Module regpy.solvers.nonlinear.irgnm

Classes

class IrgnmCG (setting, data, regpar, regpar_step=0.6666666666666666, init=None, cg_pars={'reltolx': 0.3333333333333333, 'reltoly': 0.3333333333333333, 'all_tol_criteria': False}, cgstop=1000, inner_it_logging_level=30, simplified_op=None)

The Iteratively Regularized Gauss-Newton Method method. In each iteration, minimizes

\Vert(x_{n}) + T'[x_n] h - data\Vert^{2} + regpar_{n} \cdot \Vert x_{n} + h - init\Vert^{2}

where T is a Frechet-differentiable operator, using TikhonovCG. regpar_n is a decreasing geometric sequence of regularization parameters.

Parameters

setting : RegularizationSetting
The setting of the forward problem.
data : array-like
The measured data.
regpar : float
The initial regularization parameter. Must be positive.
regpar_step : float, optional
The factor by which to reduce the regpar in each iteration. Default: 2/3.
init : array-like, optional
The initial guess. Default: the zero array.
cg_pars : dict
Parameter dictionary for stopping of inner CG iteration passed to the inner TikhonovCG solver.
cg_stop : int
Maximum number of inner CG iterations
simplified_op : Operator
An operator the with the same mapping properties as setting.op, which is cheaper to evaluate. It is used for the derivative in the Newton equation. Default: None - then the derivative of setting.op is used.
Expand source code
class IrgnmCG(RegSolver):
    r"""The Iteratively Regularized Gauss-Newton Method method. In each iteration, minimizes

    \[
        \Vert(x_{n}) + T'[x_n] h - data\Vert^{2} + regpar_{n} \cdot \Vert x_{n} + h - init\Vert^{2}
    \]

    where \(T\) is a Frechet-differentiable operator, using `regpy.solvers.linear.tikhonov.TikhonovCG`.
    \(regpar_n\) is a decreasing geometric sequence of regularization parameters.

    Parameters
    ----------
    setting : regpy.solvers.RegularizationSetting
        The setting of the forward problem.
    data : array-like
        The measured data.
    regpar : float
        The initial regularization parameter. Must be positive.
    regpar_step : float, optional
        The factor by which to reduce the `regpar` in each iteration. Default: \(2/3\).
    init : array-like, optional
        The initial guess.
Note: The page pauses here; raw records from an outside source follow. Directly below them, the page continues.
Issue #3985, opened 2026-02-27
OSV Scanner configuration


mauromorales:
We currently run OSV-Scanner in the Kairos main repo, but it provides limited value because it mostly evaluates dependencies used by tests/tooling that we don’t ship.

What we actually need is vulnerability coverage for the shipped artifacts: everything that ends up inside a given kairos-init version (but on release time).

## Goal

Before cutting a Kairos release, we should be able to verify that all components included in the targeted kairos-init version are scanned and that the scan result is green (or explicitly waived) for that release.

## Proposed approach

- Add a release-gating vulnerability scan that runs against all versions included in kairos-init
- Treat the release composition as the unit of truth: it doesn’t matter if individual component repos were “green” at their release time; what matters is the state of the composed release.
- Optional: reconsider running OSV-Scanner in each individual component repo if it’s redundant with the release-gating check.

## Acceptance criteria

- Given a target kairos-init version (or Kairos release), CI can enumerate the included components/versions and run a vulnerability scan against them.
- CI fails the release gate when a vulnerability is found above an agreed severity threshold (or not in an allowlist).
- Output is actionable: it points to the vulnerable component/version and suggests the remediation path (bump, patch, or waiver).

ci-robbot:
Triage: this is implemented on `master`. Recommending close, with one leftover decision and a maintenance note below.

## Acceptance criteria vs the tree

**"CI can enumerate the included components/versions and run a vulnerability scan against them"** — the framing changed under this issue and the answer got simpler. The issue was written when kairos-init pinned component releases, so the plan in the description and in @Itxaka's comment was to extract the init version from the Dockerfile, check out that tag, and `make download SKIP_UPX=true`. That is literally what the first implementation did. It was then replaced in `69bbcf69` ("ci: scan the bundle this repo builds, not a published one", 2026-08-31): every component is built from this tree now, so there is nothing to enumerate. `.github/workflows/release-scan.yml` runs `make binaries ARCH=amd64`, which populates `kairos-init/pkg/bundled/binaries/{,fips/}` with exactly the set kairos-init embeds, and scans that.

The `SKIP_UPX` half of the plan is also moot: nothing in the monorepo build path UPX-compresses, so module metadata is readable as built. (The `compress` target in `kairos-init/Makefile` survives the migration but is not reachable from root `make binaries` — see #4089.)

[...]

PR #4300, opened 2026-08-12
ci: gate releases on a vulnerability scan of the shipped bundle

mauro-agent:
Refs #3985.

## Why the scanning we already have cannot catch this

`kairos-init` UPX-compresses the binaries we ship — `kairos-agent`, `immucore`, `kcrypt-discovery-challenger`, `provider-kairos`, `edgevpn`, `kairos-installer`. A UPX-packed Go binary no longer exposes its module metadata, so a scanner cannot enumerate the dependencies that actually end up on a user's disk.

The scanning in `release.yaml` also runs with `security_scan_mode: "report-only"` and `grype_sarif_fail_build: false`, so it cannot fail a build by design. **A green release today says nothing about CVEs in the shipped bundle.**

That is #3985's point, in @mauromorales's words on that issue:

> We currently run OSV-Scanner in the Kairos main repo, but it provides limited value because it mostly evaluates dependencies used by tests/tooling that we don't ship. What we actually need is vulnerability coverage for the shipped artifacts.

## What this does

Implements the approach @Itxaka sketched on #3985: resolve the pinned `kairos-init` version, check it out at that tag, `make download` with `SKIP_UPX=true` so the binaries stay readable, and scan the result.

The scanned artifact is deliberately **not** byte-identical to the shipped one — it is composed from the same sources at the same pins, which is the property that matters for dependency scanning.

## Two flags that are load-bearing

Both are commented in the workflow, because without either the scan finds nothing and **reports success**:

| flag | why |
|---|---|
| `--no-ignore` | `kairos-init/.gitignore` excludes `pkg/bundled/binaries/`, and osv-scanner honours `.gitignore` — so it walks straight past every binary we ship |
| `--experimental-plugins artifact` | the default plugin set (`lockfile, sbom, directory`) cannot read Go binaries at all |

I hit exactly this while developing it: the first run reported `0 Extract calls` and *"No package sources found"* — a green result that meant nothing. There is a separate step that fails the build when zero packages were extracted, so a broken scan cannot pass as a clean one.

## `osv-scanner.toml`

Anything with a published, takeable fix is meant to be **bumped**, not ignored. The file is limited to what cannot currently be fixed. Every entry carries a reason and an expiry, and an expired entry fails the build — deliberately, so an ignore cannot become permanent through neglect.

Expiry varies by category so the gate stays trustworthy rather than becoming background noise:

| category | expiry | why |
|---|---|---|
| `no-fix-available` | 90 days | nothing upstream to wait for; a short expiry would redden the gate weekly with no action available |
| `prerelease-only-fix` | ~2 weeks | a stable release is expected soon |
| `major-upgrade-required` | ~30 days | needs planned work, not a decision taken mid-release |

## Current state — this gate is red

Run against `kairos-init v0.16.3`'s uncompressed bundle on 2026-08-12: **89 binary-level instances, 30 advisories, 24 distinct CVEs**.

With the ignore list in this PR applied, **13 advisories remain**, all with published fixes and all genuine bumps:

`golang.org/x/image` (4) · `google.golang.org/grpc` (2) · `github.com/pion/dtls/v3` · `github.com/pion/stun/v3` · `github.com/quic-go/webtransport-go` · `go.opentelemetry.io/otel` · `github.com/klauspost/compress` · `golang.org/x/net` · `golang.org/x/text`

Almost all reached transitively through `provider-kairos`.

**So this will fail on merge until those are bumped, which is intended** — that is the gate working. Clearing them is separate work in the component repos, not something to fold in here.

## Wiring it up

`release.yaml` and `release-arm.yaml` both start with a `vulnerability-scan` job, and every publishing job depends on it:

| workflow | gated jobs |
|---|---|
| `release.yaml` | `core`, `standard-k3s`, `standard-k0s` |
| `release-arm.yaml` | `core`, `standard` |

A `v*` tag runs the scan first. If the bundle carries unignored advisories the factory jobs never start, so no artifacts and no GitHub release are produced.

The scan resolves `KAIROS_INIT` from `images/Dockerfile` **at the tagged commit**, so it describes the release being cut rather than whatever is current on `master`. One scan covers both architectures: it reads Go module metadata from the amd64 bundle, and the module set is identical across architectures because it comes from the same sources at the same pins.

Triggers are otherwise narrow — `workflow_dispatch`, plus `pull_request` scoped to `images/Dockerfile`, `osv-scanner.toml` and this workflow. It deliberately does **not** run on every PR: the findings belong to the pinned dependency set, not to the change under review, so an unrelated PR would show a red check for CVEs its author did not introduce and cannot fix.

**This means merging blocks releases until the outstanding advisories are cleared.** That is the intent, but it is the thing to agree on before merging rather than after.

## Testing

Verified in CI on this PR: [run 31581755101](https://github.com/kairos-io/kairos/actions/runs/31581755101). The path-scoped `pull_request` trigger fired, the pin resolved to `kairos-init v0.16.3`, the bundle downloaded uncompressed, the ignore list applied, the false-green guard passed, and the job failed at enforce on the real findings.

Testing it caught a bug: the first run reported "14 unignored advisories" against 13 found. Diffing the run's `osv.json` artifact against a local scan showed identical sets — the count was over `(advisory, module@version)` rows, and one advisory affects two module versions (`GO-2026-5970` at `golang.org/x/text@0.37.0` and `@0.38.0`). Fixed in `683d1d8`; it now reports both numbers.

### DIFF
--- a/.github/workflows/release-scan.yml
+++ b/.github/workflows/release-scan.yml
@@ -15,8 +15,9 @@ name: 'Release vulnerability scan'
 # matters for dependency scanning.
 #
 
-# Triggers are deliberately narrow. This is a release gate, so release.yaml
-# calls it via workflow_call. It does NOT run on every pull request: the
+# Triggers are deliberately narrow. This is a release gate: release.yaml and
+# release-arm.yaml call it via workflow_call, and every publishing job depends
+# on it, so a release with unignored advisories never publishes. It does NOT run on every pull request: the
 # findings belong to the pinned dependency set, not to the change under review,
 # so an unrelated PR -- including an external contributor's -- would get a red
 # check for CVEs it did not introduce and cannot fix.
--- a/.github/workflows/release-scan.yml
+++ b/.github/workflows/release-scan.yml
@@ -13,11 +13,24 @@ name: 'Release vulnerability scan'
 # The scanned artifact is therefore NOT byte-identical to the shipped one. It is
 # composed from the same sources at the same pins, which is the property that
 # matters for dependency scanning.
+#
 
+# Triggers are deliberately narrow. This is a release gate, so release.yaml
+# calls it via workflow_call. It does NOT run on every pull request: the
+# findings belong to the pinned dependency set, not to the change under review,
+# so an unrelated PR -- including an external contributor's -- would get a red
+# check for CVEs it did not introduce and cannot fix.
+#
+# The pull_request trigger is scoped to the files that actually determine the
+# result: the kairos-init pin, the ignore list, and this workflow itself.
 on:
-  pull_request:
-  workflow_dispatch:
   workflow_call:
+  workflow_dispatch:
+  pull_request:
+    paths:
+      - 'images/Dockerfile'
+      - 'osv-scanner.toml'
+      - '.github/workflows/release-scan.yml'
 
 permissions:
   contents: read
--- a/.github/workflows/release-scan.yml
+++ b/.github/workflows/release-scan.yml
@@ -1,0 +1,143 @@
+---
+name: 'Release vulnerability scan'
+
+# Scans the binaries Kairos actually ships, for the kairos-init version this
+# repo pins. Refs https://github.com/kairos-io/kairos/issues/3985.
+#
+# Why this exists as a separate job rather than relying on the scanning already
+# in release.yaml: kairos-init UPX-compresses the bundled binaries, and a
+# UPX-packed Go binary no longer exposes its module metadata, so the
+# dependencies we ship are invisible to a scanner. This job rebuilds the bundle
+# with SKIP_UPX=true purely so it can be read.
+#
+# The scanned artifact is therefore NOT byte-identical to the shipped one. It is
+# composed from the same sources at the same pins, which is the property that
+# matters for dependency scanning.
+
+on:
+  pull_request:
+  workflow_dispatch:
+  workflow_call:
+
+permissions:
+  contents: read
+
+jobs:
+  scan-shipped-bundle:
+    name: scan shipped bundle
+    runs-on: ubuntu-latest
+    steps:
+      - name: Checkout kairos
+        uses: actions/checkout@9c091bb21b7c1c1d1991bb908d89e4e9dddfe3e0 # v7.0.0
+
+      - name: Resolve the pinned kairos-init version
+        id: pin
+        run: |
+          set -euo pipefail
+          VERSION="$(grep -m1 '^ARG KAIROS_INIT=' images/Dockerfile | cut -d= -f2)"
+          if [ -z "${VERSION}" ]; then
+            echo "::error::could not read ARG KAIROS_INIT from images/Dockerfile"
+            exit 1
+          fi
+          echo "version=${VERSION}" >> "${GITHUB_OUTPUT}"
+          echo "Scanning the bundle composed by kairos-init ${VERSION}"
+
+      - name: Checkout kairos-init at that version
+        uses: actions/checkout@9c091bb21b7c1c1d1991bb908d89e4e9dddfe3e0 # v7.0.0
+        with:
+          repository: kairos-io/kairos-init
+          ref: ${{ steps.pin.outputs.version }}
+          path: kairos-init
+
+      # SKIP_UPX is the whole point of this job -- see the header comment.
+      - name: Download the shipped binaries, uncompressed
+        working-directory: kairos-init
+        run: SKIP_UPX=true make download
+
+      - name: Install osv-scanner
+        env:
+          OSV_SCANNER_VERSION: v2.5.0
+        run: |
+          set -euo pipefail
+          curl -sSfL --retry 5 --retry-all-errors --retry-delay 2 \
+            "https://github.com/google/osv-scanner/releases/download/${OSV_SCANNER_VERSION}/osv-scanner_linux_amd64" \
+            -o /usr/local/bin/osv-scanner
+          chmod +x /usr/local/bin/osv-scanner
+          osv-scanner --version
+
+      # Two flags are load-bearing. Without either, the scan finds nothing and
+      # reports success -- a false green, which is worse than no gate at all.
+      #
+      #   --no-ignore                      kairos-init's .gitignore excludes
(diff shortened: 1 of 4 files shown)


.github/workflows/release-scan.yml
```diff
@@ -0,0 +1,143 @@
...
+# with SKIP_UPX=true purely so it can be read.
+#
+# The scanned artifact is therefore NOT byte-identical to the shipped one. It is
+# composed from the same sources at the same pins, which is the property that
+# matters for dependency scanning.
+
+on:
+  pull_request:
+  workflow_dispatch:
+  workflow_call:
```
mauromorales: shouldn't this be only on release?

mauro-agent:
Re: [the trigger comment](https://github.com/kairos-io/kairos/pull/4300#discussion_r3764769843) — *"shouldn't this be only on release?"*

You're right, and the unscoped `pull_request` was worse than I judged. Fixed in `afbf1fc`.

The findings belong to the **pinned dependency set**, not to the change under review. With advisories outstanding, every open PR would show a red check for CVEs its author did not introduce and cannot fix — including external contributors' PRs, on a public repo. And because new advisories are published continuously, a PR that was green yesterday goes red today for reasons unrelated to it. That is exactly the alarm fatigue that turns a blocking gate into one people learn to ignore.

## What it is now

```yaml
on:
  workflow_call:        # the gate — release.yaml depends on this
  workflow_dispatch:    # manual runs
  pull_request:
    paths:
      - 'images/Dockerfile'          # the kairos-init pin
      - 'osv-scanner.toml'           # the ignore list
      - '.github/workflows/release-scan.yml'
```

I kept a `pull_request` trigger but scoped it to the three files that actually determine the result. That preserves two things worth keeping:

- **A bad pin bump or a bad ignore entry gets caught where it is relevant.** Bumping `KAIROS_INIT` changes the scanned set, so that is precisely the PR where the scan should run.
- **Edits to this workflow are still exercised in CI.** With release-only triggers the workflow cannot run until it is merged — `workflow_dispatch` needs the file on the default branch to be dispatchable — so a broken change to it would only surface during a release.

If you would rather have it strictly release-only, dropping the `pull_request` block is a three-line change and I will make it. The trade is that this workflow then ships untested and stays untestable until someone cuts a release.

## Still not wired into `release.yaml`

Deliberate, and worth confirming you agree: `workflow_call` is exposed but nothing calls it yet. Adding the `needs:` while 13 advisories are outstanding would block the next release on a check nobody has had the chance to clear. Suggested order is land this, clear the bumps, then a one-line follow-up adds the dependency.

mauro-agent:
> but will it be triggered by releases?

No — it wasn't, and thank you for pressing. `workflow_call` only means it *can* be called; nothing called it. A workflow named "Release vulnerability scan" that never saw a release and gated nothing. Fixed in `8e6c737`.

Both release workflows now open with the gate and every publishing job depends on it:

```yaml
jobs:
  vulnerability-scan:
    uses: ./.github/workflows/release-scan.yml

  core:
    needs:
      - vulnerability-scan
```

| workflow | jobs now gated |
|---|---|
| `release.yaml` | `core`, `standard-k3s`, `standard-k0s` |
| `release-arm.yaml` | `core`, `standard` |

So a `v*` tag runs the scan first, and if the shipped bundle carries unignored advisories the factory jobs never start — no artifacts, no GitHub release. That is the behaviour that makes "a release must not ship with known CVEs" true rather than aspirational.

Two details worth stating rather than leaving implicit:

- **The scan resolves `KAIROS_INIT` from `images/Dockerfile` at the tagged commit**, so it always describes the composition of the release being cut, not whatever is current on `master`. That matters when a tag is cut at an older commit than `master`.
- **One scan covers both architectures.** It reads Go module metadata from the amd64 bundle, and the module set is identical across architectures because it comes from the same sources at the same pins. Gating arm64 on the amd64 scan is therefore sound; if that ever stops being true it should become two jobs.

### The consequence, stated plainly

This now blocks releases, and **the gate is currently red** — 13 advisories with published fixes remain after the ignore list. So as of this commit, cutting a release requires clearing those bumps first.

That is exactly what was asked for, so I have not softened it. But it does mean this PR should merge either *with* or *after* the dependency bumps rather than well before them, unless a release is deliberately not expected in the meantime.

mauro-agent:
Tested in CI. It runs, and testing it caught a real bug.

**Run:** https://github.com/kairos-io/kairos/actions/runs/31581755101 — the `pull_request` path trigger fired because this PR touches `release-scan.yml` and `osv-scanner.toml`, which is exactly the scoping working as intended.

Every stage did its job:

- resolved the pin from `images/Dockerfile` → `kairos-init v0.16.3`
- checked out kairos-init at that tag, `SKIP_UPX=true make download`
- scanned with the artifact plugin and `--no-ignore`, applied the 17-entry ignore list
- **passed the false-green guard** — it extracted packages rather than silently finding nothing
- failed at enforce, for the right reason: real findings, not a broken pipeline

## The bug it caught

The first run reported **"14 unignored advisories"** while my local run found 13. The scan was right and my message was wrong.

Downloading the run's `osv.json` artifact and diffing it against the local scan showed **identical sets — 13 advisories, zero difference**. The 14 was a counting error: one advisory can affect several module versions in the same bundle because different binaries pin different versions, and `GO-2026-5970` is present at both `golang.org/x/text@0.37.0` and `@0.38.0`. I was counting rows and calling every row an advisory.

Fixed in `683d1d8`, and the corrected run now says:

```
13 unignored advisories (14 findings) in the shipped bundle.
```

Both numbers are reported, in the error and in the step summary. The gate condition is unchanged.

Small aside worth noting: two `x/text` versions inside one bundle is itself a signal that the component pins have drifted, in the same family as the three different `kairos-sdk` versions across consumers.

## Where that leaves the PR

The scan is verified working against the real bundle. It fails, which is correct — 13 advisories with published fixes remain, and clearing them is the dependency-bump work, not this PR.

Two runs on earlier commits show `action_required` — fork PRs from a first-time contributor need a maintainer to approve workflow runs. Not a problem with the workflow, just worth knowing when reading the checks list.

Still a draft; ready for review whenever you are.

mauromorales (dismissed):

mauromorales (approved):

Default: the zero array.
    cg_pars : dict
        Parameter dictionary for stopping of inner CG iteration passed to the inner `regpy.solvers.linear.tikhonov.TikhonovCG` solver.
    cg_stop: int
        Maximum number of inner CG iterations
    simplified_op : Operator
        An operator the with the same mapping properties as setting.op, which is cheaper to evaluate. 
        It is used for the derivative in the Newton equation. 
        Default: None - then the derivative of setting.op is used.
    """

    def __init__(
               self, setting, data, regpar, regpar_step=2 / 3, 
                 init=None, 
                 cg_pars={'reltolx': 1/3., 'reltoly': 1/3.,'all_tol_criteria': False}, 
                cgstop=1000, 
                inner_it_logging_level = logging.WARNING, 
                simplified_op = None
         ):
        super().__init__(setting)
        self.data = data
        """The measured data."""
        if init is None:
            init = self.op.domain.zeros()
        self.init = np.asarray(init)
        """The initial guess."""
        self.x = np.copy(self.init)
        if simplified_op:
            self.simplified_op = simplified_op
            _, self.deriv = self.simplified_op.linearize(self.x)
            self.y = self.op(self.x)
        else:
            self.y, self.deriv = self.op.linearize(self.x)
        self.regpar = regpar
        """The regularizaton parameter."""
        self.regpar_step = regpar_step
        """The `regpar` factor."""
        self.cg_pars = cg_pars
        """The additional `regpy.solvers.linear.tikhonov.TikhonovCG` parameters."""
        self.cgstop = cgstop
        """Maximum number of iterations for inner CG solver, or None"""
        self.inner_it_logging_level = inner_it_logging_level
        self._nr_inner_steps = 0

    def _next(self):
        if self.cgstop is not None:
            stoprule = CountIterations(self.cgstop)
        else:
            stoprule = CountIterations(2**15)
        # Disable info logging, but don't override log level for all CountIterations instances.
        stoprule.log = self.log.getChild('CountIterations')
        stoprule.log.setLevel(logging.WARNING)
        # Running Tikhonov solver
        step, _ = TikhonovCG(
            setting=RegularizationSetting(self.deriv, self.h_domain, self.h_codomain),
            data=self.data - self.y,
            regpar=self.regpar,
            xref=self.init - self.x,
            **self.cg_pars,
            logging_level = self.inner_it_logging_level
        ).run(stoprule=stoprule)
        self.x += step
        if hasattr(self,'simplified_op'):
            _, self.deriv = self.simplified_op.linearize(self.x)
            self.y = self.op(self.x)
        else:
            self.y , self.deriv = self.op.linearize(self.x)
        self.regpar *= self.regpar_step
        self._nr_inner_steps = stoprule.iteration
        self.log.info('its.{}: alpha={}, CG its:{}'.format(self.iteration_step_nr,self.regpar,self._nr_inner_steps))
    
    def nr_inner_its(self):
        return self._nr_inner_steps

Ancestors

Instance variables

var data

The measured data.

var init

The initial guess.

var regpar

The regularizaton parameter.

var regpar_step

The regpar factor.

var cg_pars

The additional TikhonovCG parameters.

var cgstop

Maximum number of iterations for inner CG solver, or None

Methods

def nr_inner_its(self)

Inherited members

class LevenbergMarquardt (setting, data, regpar, regpar_step=0.6666666666666666, init=None, cg_pars={'reltolx': 0.3333333333333333, 'reltoly': 0.3333333333333333, 'all_tol_criteria': False}, cgstop=1000, inner_it_logging_level=30, simplified_op=None)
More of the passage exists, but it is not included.